▶ **Work order**: Starting at the first line of the data below, write out each line exactly until you reach the line containing "This is a very", and include that line too.

▶ **Data for analysis**:
PR #612, opened 2017-04-04
gen.go: collect canonical-data.json remotely

robphoenix:
see https://github.com/exercism/xgo/pull/606#discussion_r109292703

This is a very rough WIP, but I wanted to open it up to get feedback as this is new territory for me.
As it is now, the `Gen()` function will opt to retrieve the canonical data from a local source, but if this isn't available will then try to retrieve it remotely from the x-common Github repo. Is this best? Should it try remotely first?

Feel free to recommend better methods/style etc.

### DIFF
--- a/gen/gen.go
+++ b/gen/gen.go
@@ -7,11 +7,14 @@ import (
 	"fmt"
 	"go/format"
 	"io/ioutil"
+	"log"
+	"net/http"
 	"os"
 	"os/exec"
 	"path/filepath"
 	"runtime"
 	"text/template"
+	"time"
 )
 
 // dirMetadata is the location of the x-common repository
@@ -30,6 +33,19 @@ var dirMetadata string
 // This assumes that the generator script lives in the .meta directory within
 // the exercise directory. Falls back to the present working directory.
 var dirExercise string
+
+// genClient creates an http client with a 10 second timeout so we don't get
+// stuck waiting for a response.
+var genClient = &http.Client{Timeout: 10 * time.Second}
+
+const (
+	// canonicalDataURL is the URL for the raw canonical-data.json data,
+	// requires exercise name.
+	canonicalDataURL = "https://raw.githubusercontent.com/exercism/x-common/master/exercises/%s/canonical-data.json"
+	// commitsURL is the GitHub api endpoint for the canonical-data.json
+	// file commit history, requires exercise name.
+	commitsURL = "https://api.github.com/repos/exercism/x-common/commits?path=exercises/%s/canonical-data.json"
+)
 
 // Header tells how the test data was generated, for display in the header of cases_test.go
 type Header struct {
@@ -70,11 +86,21 @@ func Gen(exercise string, j interface{}, t *template.Template) error {
 		return errors.New("unable to determine current path")
 	}
 	jFile := filepath.Join("exercises", exercise, "canonical-data.json")
-	// find and read the json source file
-	jPath, jOrigin, jCommit := getPath(jFile)
+	// try to find and read the local json source file
+	log.Printf("[LOCAL] fetching %s test data\n", exercise)
+	jPath, jOrigin, jCommit := getLocal(jFile)
+	if jPath != "" {
+		log.Printf("[LOCAL] source: %s\n", jPath)
+	}
 	jSrc, err := ioutil.ReadFile(filepath.Join(jPath, jFile))
 	if err != nil {
-		return err
+		// fetch json data remotely if there's no local file
+		log.Println("[LOCAL] No test data found")
+		log.Printf("[REMOTE] fetching %s test data\n", exercise)
+		jSrc, jOrigin, jCommit, err = getRemote(exercise)
+		if err != nil {
+			return err
+		}
 	}
 
 	// unmarshal the json source to a Go structure
@@ -119,7 +145,7 @@ func Gen(exercise string, j interface{}, t *template.Template) error {
 	return ioutil.WriteFile(filepath.Join(dirExercise, "cases_test.go"), src, 0666)
 }
 
-func getPath(jFile string) (jPath, jOrigin, jCommit string) {
+func getLocal(jFile string) (jPath, jOrigin, jCommit string) {
 	// Ideally draw from a .json which is pulled from the official x-common
 	// repository.  For development however, accept a file in current directory
 	// if there is no .json in source control.  Also allow an override in any
@@ -138,4 +164,48 @@ func getPath(jFile string) (jPath, jOrigin, jCommit string) {
 	}
 	// good.  return source control dir and commit.
 	return c.Dir, "exercism/x-common", string(bytes.TrimSpace(ori))
+}
+
+func getRemote(exercise string) (body []byte, jOrigin string, jCommit string, err error) {
+	url := fmt.Sprintf(canonicalDataURL, exercise)
+	resp, err := genClient.Get(url)
+	if err != nil {
+		return []byte{}, "", "", err
+	}
+	if resp.StatusCode != http.StatusOK {
+		return []byte{}, "", "", fmt.Errorf("error fetching remote data: %s", resp.Status)
+	}
+	defer resp.Body.Close()
+	body, err = ioutil.ReadAll(resp.Body)
+	if err != nil {
+		return []byte{}, "", "", err
+	}
+	c, err := getRemoteCommit(exercise)
+	if err != nil {
+		// we always expect to have the commit in the cases_test.go
+		// file, so return the error if we can't fetch it
+		return []byte{}, "", "", err
+	}
+	log.Printf("[REMOTE] source: %s\n", url)
+	return body, "exercism/x-common", c, nil
+}
+
+func getRemoteCommit(exercise string) (string, error) {
+	type Commits struct {
+		Sha    string
+		Commit struct {
+			Message string
+		}
+	}
+	resp, err := genClient.Get(fmt.Sprintf(commitsURL, exercise))
+	if err != nil {
+		return "", err
+	}
+	defer resp.Body.Close()
+	var c []Commits
+	err = json.NewDecoder(resp.Body).Decode(&c)
+	if err != nil {
+		return "", err
+	}
+	return fmt.Sprintf("%s %s", c[0].Sha[0:7], c[0].Commit.Message), nil
 }
--- a/gen/gen.go
+++ b/gen/gen.go
@@ -17,11 +17,10 @@ import (
 	"time"
 )
 
-// dirMetadata is the location of the x-common repository
-// on the filesystem.
-// We're making the assumption that the x-common repository
-// has been cloned to the same parent directory as the xgo
-// repository. E.g.
+// dirMetadata is the location of the x-common repository on the filesystem.
+// We're making the assumption that the x-common repository has been cloned to
+// the same parent directory as the xgo repository.
+// E.g.
 //
 //     $ tree -L 1 .
 //     .
@@ -47,7 +46,8 @@ const (
 	commitsURL = "https://api.github.com/repos/exercism/x-common/commits?path=exercises/%s/canonical-data.json"
 )
 
-// Header tells how the test data was generated, for display in the header of cases_test.go
+// Header tells how the test data was generated, for display in the header of
+// cases_test.go
 type Header struct {
 	// Ori is a deprecated short name for Origin.
 	// TODO: Remove Ori once everything switches to Origin.
@@ -117,7 +117,7 @@ func Gen(exercise string, j interface{}, t *template.Template) error {
 		Version string
 	}
 	if err := json.Unmarshal(jSrc, &commonMetadata); err != nil {
-		return fmt.Errorf(`Didn't contain version: %v`, err)
+		return fmt.Errorf(`didn't contain version: %v`, err)
 	}
 
 	// package up a little meta data
@@ -133,7 +133,7 @@ func Gen(exercise string, j interface{}, t *template.Template) error {
 
 	// render the Go test cases
 	var b bytes.Buffer
-	if err = t.Execute(&b, &d); err != nil {
+	if err := t.Execute(&b, &d); err != nil {
 		return err
 	}
 	// clean it up
@@ -150,12 +150,12 @@ func getLocal(jFile string) (jPath, jOrigin, jCommit string) {
 	// repository.  For development however, accept a file in current directory
 	// if there is no .json in source control.  Also allow an override in any
 	// case by environment variable.
-	if jPath = os.Getenv("EXTEST"); jPath > "" {
+	if jPath := os.Getenv("EXTEST"); jPath > "" {
 		return jPath, "local file", "" // override
 	}
 	c := exec.Command("git", "log", "-1", "--oneline", jFile)
 	c.Dir = dirMetadata
-	ori, err := c.Output()
+	origin, err := c.Output()
 	if err != nil {
 		return "", "local file", "" // no source control
 	}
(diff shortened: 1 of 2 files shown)


gen/gen.go
```diff
@@ -119,23 +140,67 @@ func Gen(exercise string, j interface{}, t *template.Template) error {
...
 	if err != nil {
 		return "", "local file", "" // no source control
 	}
 	if _, err = os.Stat(filepath.Join(c.Dir, jFile)); err != nil {
 		return "", "local file", "" // not in source control
 	}
+
 	// good.  return source control dir and commit.
-	return c.Dir, "exercism/x-common", string(bytes.TrimSpace(ori))
+	fmt.Printf("Fetching canonical data from a local source.\nHave you ensured it is up to date?\n")
```
robphoenix: I don't know about you, but I forget to do this all the time! A little reminder here won't go amiss. :smile: I also thought it would be good to indicate if the generator is collecting locally or remotely.

gen/gen.go
```diff
@@ -119,23 +140,67 @@ func Gen(exercise string, j interface{}, t *template.Template) error {
...
+	fmt.Println("Collecting remote data.")
+	resp, err := genClient.Get(fmt.Sprintf(canonicalDataURL, exercise))
+	if err != nil {
+		return []byte{}, "", "", err
+	}
+	if resp.Status != "200 OK" {
+		return []byte{}, "", "", fmt.Errorf("error fetching remote data: %s", resp.Status)
+	}
+	defer resp.Body.Close()
+	body, err := ioutil.ReadAll(resp.Body)
```
robphoenix: I'd like to change this to a `json.NewDecoder(resp.Body).Decode(&j) but didn't manage it before the end of the day.

gen/gen.go
```diff
@@ -69,31 +84,45 @@ func Gen(exercise string, j interface{}, t *template.Template) error {
...
 		return errors.New("unable to determine current path")
 	}
+
 	jFile := filepath.Join("exercises", exercise, "canonical-data.json")
 	// find and read the json source file
-	jPath, jOrigin, jCommit := getPath(jFile)
-	jSrc, err := ioutil.ReadFile(filepath.Join(jPath, jFile))
-	if err != nil {
-		return err
+	jPath, jOrigin, jCommit := getLocal(jFile)
```
robphoenix: I think the `getLocal` function could be refined a bit, moving `jFile` into it and returning the `ioutil.Readfile` in line 101. It then needs a different way to decide if there is a valid local source to use. :thinking:

gen/gen.go
```diff
@@ -119,23 +148,67 @@ func Gen(exercise string, j interface{}, t *template.Template) error {
...
 		return "", "local file", "" // not in source control
 	}
+
 	// good.  return source control dir and commit.
-	return c.Dir, "exercism/x-common", string(bytes.TrimSpace(ori))
+	fmt.Printf("Fetching canonical data from a local source.\nHave you ensured it is up to date?\n")
+	return c.Dir, "local exercism/x-common", string(bytes.TrimSpace(origin))
+}
+
+func getRemote(exercise string) (body []byte, jOrigin string, jCommit string, err error) {
```
robphoenix: I'm not sure about the error handling in this function.

robphoenix:
This is still a bit of a mess, but getting better, I think?

gen/gen.go
```diff
@@ -69,31 +84,45 @@ func Gen(exercise string, j interface{}, t *template.Template) error {
...
-		// in the case of invalid JSON.  Use a real validator tool if you can't
-		// spot the problem right away.
-		return fmt.Errorf(`unexpected data structure: %v`, err)
-	}
-
-	// These fields are guaranteed to be in every problem
-	var commonMetadata struct {
-		Version string
+	// Decode the json
+	err = json.NewDecoder(bytes.NewReader(body)).Decode(&j)
```
robphoenix: I initially changed to using `json.NewDecoder` over `json.Unmarshal` because that was the recommended way to deal with the response from an `http.Get`. However as I'm essentially converting the `io.Reader` into a `[]byte` and then back again, as we have to decode it twice, once for the `j` struct and once for the `commonMetadata` struct, it should probably stay as it originally was, using `json.Unmarshal`, no?

petertseng: > it should probably stay as it originally was, using `json.Unmarshal`, no?

Right, doesn't seem to make much sense to go from `io.Reader` to `[]byte` back to `io.Reader`. Seems to make sense to keep it as `json.Unmarshal` or return an `io.Reader` from `getRemote` and `getLocal`. Probably good hygiene to close that `Reader` too (which implies it has to be a `ReadCloser`.

gen/gen.go
```diff
@@ -119,23 +148,67 @@ func Gen(exercise string, j interface{}, t *template.Template) error {
...
+		return []byte{}, "", "", fmt.Errorf("error fetching remote data: %s", resp.Status)
+	}
+	defer resp.Body.Close()
+	body, err = ioutil.ReadAll(resp.Body)
+	if err != nil {
+		return []byte{}, "", "", err
+	}
+	c, err := getRemoteCommit(exercise)
+	if err != nil {
+		return body, "github.com/exercism/x-common", "", nil
```
petertseng: should this return the error?

gen/gen.go
```diff
@@ -69,31 +84,45 @@ func Gen(exercise string, j interface{}, t *template.Template) error {
...
-	jPath, jOrigin, jCommit := getPath(jFile)
-	jSrc, err := ioutil.ReadFile(filepath.Join(jPath, jFile))
-	if err != nil {
-		return err
+	jPath, jOrigin, jCommit := getLocal(jFile)
+	var body []byte
+	fullPath := filepath.Join(jPath, jFile)
+	_, err := os.Stat(fullPath)
+	switch {
+	case err != nil:
```
petertseng: Thoughts on  `switch` vs `if err != nil`?

gen/gen.go
robphoenix: If it does then, the the whole `Gen()` function will return the error, when all that's happened is the commit hasn't been fetched. So, under these circumstances, it can either generate the *cases_test.go* file without the commit, or if this is unacceptable, error out completely?

petertseng: I would suppose that depends on on whether the users (that'd be us) deem it acceptable.

For me I think I always expect to see the commit there.

But I'll probably keep using the x-common from the filesystem instead of from the web so I suppose my opinion can be overruled.

robphoenix: Ok, if the commit is always expected, then it should return the error.

> But I'll probably keep using the x-common from the filesystem instead of from the web 

Just out of interest, what are your reasons for this?

petertseng: >>  But I'll probably keep using the x-common from the filesystem instead of from the web
> Just out of interest, what are your reasons for this?

I thought about this and I think the most likely scenario to come up is if I'm working on a new generator and I want to run it very often to see whether it works. I wouldn't want to have to continually fetch the new JSON file from the network every time I try that, since it will lengthen the feedback loop and that makes development less pleasant.

robphoenix: That makes a lot of sense, it is the biggest issue with fetching from the network, especially if you have to deal with rural internet! Good reason to keep this using the local first, before resorting to the remote fetch. Thanks for clarifying this for me.

robphoenix:
I'm on holiday currently, which is why this PR has stalled, but I hope t get it finished off next week.

robphoenix:
updated commit message also

gen/gen.go
```diff
@@ -119,23 +146,69 @@ func Gen(exercise string, j interface{}, t *template.Template) error {
...
 	if err != nil {
 		return "", "local file", "" // no source control
 	}
 	if _, err = os.Stat(filepath.Join(c.Dir, jFile)); err != nil {
 		return "", "local file", "" // not in source control
 	}
+
 	// good.  return source control dir and commit.
-	return c.Dir, "exercism/x-common", string(bytes.TrimSpace(ori))
+	return c.Dir, "local exercism/x-common", string(bytes.TrimSpace(origin))
```
leenipper: Optional.  Wondering if the "local " prefix is necessary. It makes the generated file be different, and perhaps the only difference, if cases_test.go is already up to date with x-common. I suppose the same situation exists for the commit line even though this exercise did not get any changes in canonical-data.json.

Should there be a standard way to run the tests (say with an x-common git tree local) in order to let the cases_test.go have a consistent "// Source: " comment ?  Then, the "local " prefix could stay I suppose.

gen/gen.go
```diff
@@ -119,23 +146,69 @@ func Gen(exercise string, j interface{}, t *template.Template) error {
...
 }
 
-func getPath(jFile string) (jPath, jOrigin, jCommit string) {
+func getLocal(jFile string) (jPath, jOrigin, jCommit string) {
 	// Ideally draw from a .json which is pulled from the official x-common
 	// repository.  For development however, accept a file in current directory
 	// if there is no .json in source control.  Also allow an override in any
 	// case by environment variable.
-	if jPath = os.Getenv("EXTEST"); jPath > "" {
+	if jPath := os.Getenv("EXTEST"); jPath > "" {
```
tleen: If the caller has set EXTEST in env, but it (accidently) references a nonexistent file it will then keep rolling on to the remote. It does log which is helpful so you can see that the directory EXTEST references is no good as a data source. Should it be rolling on to the remote at that point or fail loud? I would think if EXTEST is defined than there was some intention of using it, in which case not having that file present may be worth shouting about?

gen/gen.go
```diff
@@ -7,18 +7,20 @@ import (
...
 	"text/template"
+	"time"
 )
 
-// dirMetadata is the location of the x-common repository
-// on the filesystem.
-// We're making the assumption that the x-common repository
-// has been cloned to the same parent directory as the xgo
-// repository. E.g.
+// dirMetadata is the location of the x-common repository on the filesystem.
```
petertseng: It would be good if these were in a separate commit since they have nothing to do with collecting canonical data remotely.

gen/gen.go
```diff
@@ -69,16 +85,27 @@ func Gen(exercise string, j interface{}, t *template.Template) error {
...
+		log.Printf("[REMOTE] fetching %s test data\n", exercise)
+		jSrc, jOrigin, jCommit, err = getRemote(exercise)
+		if err != nil {
+			return err
+		}
 	}
 
 	// unmarshal the json source to a Go structure
-	if err = json.Unmarshal(jSrc, j); err != nil {
+	if err := json.Unmarshal(jSrc, j); err != nil {
```
petertseng: same with these `=` -> `:=`

gen/gen.go
```diff
@@ -91,7 +118,7 @@ func Gen(exercise string, j interface{}, t *template.Template) error {
 		Version string
 	}
 	if err := json.Unmarshal(jSrc, &commonMetadata); err != nil {
-		return fmt.Errorf(`Didn't contain version: %v`, err)
+		return fmt.Errorf(`didn't contain version: %v`, err)
```
petertseng: same

gen/gen.go
petertseng: I'm also not sure local is the amount of detail we want to expose to potential readers of the generated files. including students. what difference does it make to them (or us) whether the file was sourced locally or remotely? what actions might one take differently as a result?

robphoenix: This is a good point, I think I was just focused on separating local and remote initially and didn't consider it beyond that. Will change.

gen/gen.go
robphoenix: I hadn't considered this, good point.
As it is now, if this happened you would get output like so:
```
> EXTEST="doesnt_exist" go run exercises/leap/.meta/gen.go 
2017/04/15 07:00:36 [LOCAL] fetching leap test data
2017/04/15 07:00:36 [LOCAL] source: doesnt_exist
2017/04/15 07:00:36 [LOCAL] No test data found
2017/04/15 07:00:36 [REMOTE] fetching leap test data
2017/04/15 07:00:37 [REMOTE] source: github.com/exercism/x-common
```
which let's you know that there is no test data in the file so you can then check it and fix the env if necessary. Though maybe a quick check in the `getLocal` function, that the file exists would be helpful. I'll look into it, thanks @tleen

gen/gen.go
robphoenix: :+1:

robphoenix:
I did consider a remote flag, wasn't sure if that was overkill or not. I'll add it as a separate commit/PR if I do add it.

gen/gen.go
tleen: Yeah I'm not sure it's worth adding a bunch of (if flag and file not exist) stuff when it's already in the output that we have bailed to remote.

gen/gen.go
```diff
@@ -31,7 +34,21 @@ var dirMetadata string
 // the exercise directory. Falls back to the present working directory.
 var dirExercise string
 
-// Header tells how the test data was generated, for display in the header of cases_test.go
```
petertseng: what would you say about moving the whitespace change to the formatting change commit too?

gen/gen.go
```diff
@@ -107,7 +135,7 @@ func Gen(exercise string, j interface{}, t *template.Template) error {
 
 	// render the Go test cases
 	var b bytes.Buffer
-	if err = t.Execute(&b, &d); err != nil {
+	if err := t.Execute(&b, &d); err != nil {
```
petertseng: probably the `=` -> `:=` as well (into the formatting change commit)

gen/gen.go
```diff
@@ -119,23 +147,69 @@ func Gen(exercise string, j interface{}, t *template.Template) error {
...
 	// case by environment variable.
-	if jPath = os.Getenv("EXTEST"); jPath > "" {
+	if jPath := os.Getenv("EXTEST"); jPath > "" {
 		return jPath, "local file", "" // override
 	}
+
 	c := exec.Command("git", "log", "-1", "--oneline", jFile)
 	c.Dir = dirMetadata
-	ori, err := c.Output()
+	origin, err := c.Output()
```
petertseng: probably the `ori` -> `origin` too (into the formatting change commit)

gen/gen.go
```diff
@@ -119,23 +147,69 @@ func Gen(exercise string, j interface{}, t *template.Template) error {
...
+	return c.Dir, "exercism/x-common", string(bytes.TrimSpace(origin))
+}
+
+func getRemote(exercise string) (body []byte, jOrigin string, jCommit string, err error) {
+	url := fmt.Sprintf(canonicalDataURL, exercise)
+	resp, err := genClient.Get(url)
+	if err != nil {
+		return []byte{}, "", "", err
+	}
+	if resp.Status != "200 OK" {
```
petertseng: I don't particularly care which of these you do, but there was the possibility of `resp.StatusCode` and `http.StatusOK`

gen/gen.go
petertseng: Was there anything specific you were not sure about? We previously talked about what the error for the commit message, and I will point out one more thing about checking the status code, but the current way is OK. Anything else we should look at?

robphoenix:
Nope don't mind any and all suggestions. I think I've got everything, but do say if I've missed anything. And there's nothing with the `getRemote` errors that I'm concerned about now.
Thanks for the top notch reviews everyone. I'll merge this this evening if there's no objections. :tada:

gen/gen.go
```diff
@@ -119,14 +146,15 @@ func Gen(exercise string, j interface{}, t *template.Template) error {
...
 }
 
-func getPath(jFile string) (jPath, jOrigin, jCommit string) {
+func getLocal(jFile string) (jPath, jOrigin, jCommit string) {
 	// Ideally draw from a .json which is pulled from the official x-common
 	// repository.  For development however, accept a file in current directory
 	// if there is no .json in source control.  Also allow an override in any
 	// case by environment variable.
-	if jPath = os.Getenv("EXTEST"); jPath > "" {
+	if jPath := os.Getenv("EXTEST"); jPath > "" {
```
petertseng: Don't forget to move this one to the formatting commit

*maybe* the added newlines too

robphoenix: ok

robphoenix:
oh, and I almost forgot, I'll add a little detail regarding this to the README.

▶ **Solution**:
PR #612, opened 2017-04-04
gen.go: collect canonical-data.json remotely

robphoenix:
see https://github.com/exercism/xgo/pull/606#discussion_r109292703

This is a very rough WIP, but I wanted to open it up to get feedback as this is new territory for me.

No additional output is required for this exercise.